*** Provided data ***

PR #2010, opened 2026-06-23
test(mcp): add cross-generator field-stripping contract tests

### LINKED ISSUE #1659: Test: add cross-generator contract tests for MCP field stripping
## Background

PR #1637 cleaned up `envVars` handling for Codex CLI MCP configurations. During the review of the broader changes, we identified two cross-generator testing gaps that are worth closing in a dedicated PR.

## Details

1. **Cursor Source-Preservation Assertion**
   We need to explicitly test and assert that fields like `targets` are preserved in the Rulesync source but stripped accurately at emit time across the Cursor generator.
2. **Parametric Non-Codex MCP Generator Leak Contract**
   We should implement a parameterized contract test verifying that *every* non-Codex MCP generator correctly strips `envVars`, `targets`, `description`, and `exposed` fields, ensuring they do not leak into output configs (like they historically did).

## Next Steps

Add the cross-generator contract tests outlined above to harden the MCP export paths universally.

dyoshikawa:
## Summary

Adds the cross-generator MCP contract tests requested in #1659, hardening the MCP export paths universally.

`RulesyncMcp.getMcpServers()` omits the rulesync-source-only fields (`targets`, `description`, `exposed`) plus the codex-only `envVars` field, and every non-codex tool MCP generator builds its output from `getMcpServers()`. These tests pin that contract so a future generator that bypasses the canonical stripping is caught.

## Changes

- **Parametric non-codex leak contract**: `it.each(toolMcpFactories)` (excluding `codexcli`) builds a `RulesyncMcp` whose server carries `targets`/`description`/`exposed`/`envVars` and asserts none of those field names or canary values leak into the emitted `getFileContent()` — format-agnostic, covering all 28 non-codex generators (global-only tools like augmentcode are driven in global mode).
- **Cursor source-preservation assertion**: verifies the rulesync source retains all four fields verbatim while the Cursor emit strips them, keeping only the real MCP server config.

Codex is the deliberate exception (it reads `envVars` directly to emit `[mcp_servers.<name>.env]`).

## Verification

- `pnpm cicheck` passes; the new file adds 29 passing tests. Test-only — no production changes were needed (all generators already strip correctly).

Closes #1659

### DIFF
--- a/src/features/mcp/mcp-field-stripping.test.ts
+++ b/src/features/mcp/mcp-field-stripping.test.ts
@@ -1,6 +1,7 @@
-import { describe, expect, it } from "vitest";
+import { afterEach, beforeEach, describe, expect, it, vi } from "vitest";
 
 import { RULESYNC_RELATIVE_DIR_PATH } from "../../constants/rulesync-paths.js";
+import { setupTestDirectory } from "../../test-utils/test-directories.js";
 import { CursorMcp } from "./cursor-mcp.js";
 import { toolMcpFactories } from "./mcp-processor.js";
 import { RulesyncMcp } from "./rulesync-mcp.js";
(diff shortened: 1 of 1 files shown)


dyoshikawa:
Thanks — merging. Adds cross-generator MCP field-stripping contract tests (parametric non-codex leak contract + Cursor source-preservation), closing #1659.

*** End of Provided data ***
*** Provided data ***

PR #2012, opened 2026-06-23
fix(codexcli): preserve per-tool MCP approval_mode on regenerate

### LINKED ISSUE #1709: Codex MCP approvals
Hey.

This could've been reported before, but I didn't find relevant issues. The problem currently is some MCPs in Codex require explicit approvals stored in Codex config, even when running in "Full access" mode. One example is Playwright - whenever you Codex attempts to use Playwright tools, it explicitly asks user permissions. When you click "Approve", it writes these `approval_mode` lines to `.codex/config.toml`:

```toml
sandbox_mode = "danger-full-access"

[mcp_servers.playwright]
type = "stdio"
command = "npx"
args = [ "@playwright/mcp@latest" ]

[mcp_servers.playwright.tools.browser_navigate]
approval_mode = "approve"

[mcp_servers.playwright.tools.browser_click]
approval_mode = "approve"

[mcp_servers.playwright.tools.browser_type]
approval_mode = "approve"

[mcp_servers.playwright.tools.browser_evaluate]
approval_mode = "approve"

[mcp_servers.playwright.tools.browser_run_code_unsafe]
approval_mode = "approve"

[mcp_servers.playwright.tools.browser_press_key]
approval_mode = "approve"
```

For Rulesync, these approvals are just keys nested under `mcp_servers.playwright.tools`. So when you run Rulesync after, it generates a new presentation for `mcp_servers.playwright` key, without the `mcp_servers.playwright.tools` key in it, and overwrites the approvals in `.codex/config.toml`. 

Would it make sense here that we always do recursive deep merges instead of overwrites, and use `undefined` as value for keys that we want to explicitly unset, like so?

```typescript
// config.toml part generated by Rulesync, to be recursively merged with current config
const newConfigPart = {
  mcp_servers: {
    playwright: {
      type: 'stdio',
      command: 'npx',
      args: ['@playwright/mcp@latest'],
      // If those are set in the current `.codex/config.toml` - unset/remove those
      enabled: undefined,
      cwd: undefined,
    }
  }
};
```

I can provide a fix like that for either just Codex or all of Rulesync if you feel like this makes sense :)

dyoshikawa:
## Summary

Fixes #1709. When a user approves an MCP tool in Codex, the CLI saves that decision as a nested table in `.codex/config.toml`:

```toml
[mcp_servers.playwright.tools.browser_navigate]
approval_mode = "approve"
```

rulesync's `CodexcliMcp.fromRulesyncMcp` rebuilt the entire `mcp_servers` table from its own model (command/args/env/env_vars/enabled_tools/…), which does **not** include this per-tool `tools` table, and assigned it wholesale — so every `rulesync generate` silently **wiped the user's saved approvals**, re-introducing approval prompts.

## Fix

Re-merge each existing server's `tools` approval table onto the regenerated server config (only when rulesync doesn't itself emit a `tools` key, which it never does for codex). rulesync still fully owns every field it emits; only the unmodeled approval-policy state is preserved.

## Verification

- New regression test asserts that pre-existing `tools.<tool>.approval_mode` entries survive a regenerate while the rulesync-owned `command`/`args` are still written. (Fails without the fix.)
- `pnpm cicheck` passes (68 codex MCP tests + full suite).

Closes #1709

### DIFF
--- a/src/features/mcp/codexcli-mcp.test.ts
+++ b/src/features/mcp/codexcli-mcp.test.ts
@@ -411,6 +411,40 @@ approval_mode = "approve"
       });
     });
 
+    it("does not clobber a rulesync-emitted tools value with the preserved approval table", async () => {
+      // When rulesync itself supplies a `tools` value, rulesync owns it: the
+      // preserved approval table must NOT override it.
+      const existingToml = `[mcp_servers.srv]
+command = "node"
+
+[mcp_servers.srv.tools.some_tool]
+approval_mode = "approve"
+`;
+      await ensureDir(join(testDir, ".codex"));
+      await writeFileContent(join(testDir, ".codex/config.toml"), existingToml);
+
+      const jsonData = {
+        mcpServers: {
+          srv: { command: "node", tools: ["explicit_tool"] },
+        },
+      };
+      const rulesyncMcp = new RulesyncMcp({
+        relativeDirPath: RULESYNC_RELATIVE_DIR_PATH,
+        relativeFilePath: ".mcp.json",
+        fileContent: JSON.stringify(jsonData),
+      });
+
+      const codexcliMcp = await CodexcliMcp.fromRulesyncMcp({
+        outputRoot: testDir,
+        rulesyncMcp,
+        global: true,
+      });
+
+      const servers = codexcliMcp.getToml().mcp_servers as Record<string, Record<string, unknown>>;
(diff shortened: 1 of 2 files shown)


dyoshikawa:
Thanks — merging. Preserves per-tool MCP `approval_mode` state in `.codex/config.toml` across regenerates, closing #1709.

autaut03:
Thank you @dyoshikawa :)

*** End of Provided data ***

Please transcribe exactly the lines above from the line that has "PR #2010, opened 2026-06-23" up to and including the line that has "## Background"; no other line belongs in the answer.

PR #2010, opened 2026-06-23
test(mcp): add cross-generator field-stripping contract tests

### LINKED ISSUE #1659: Test: add cross-generator contract tests for MCP field stripping
## Background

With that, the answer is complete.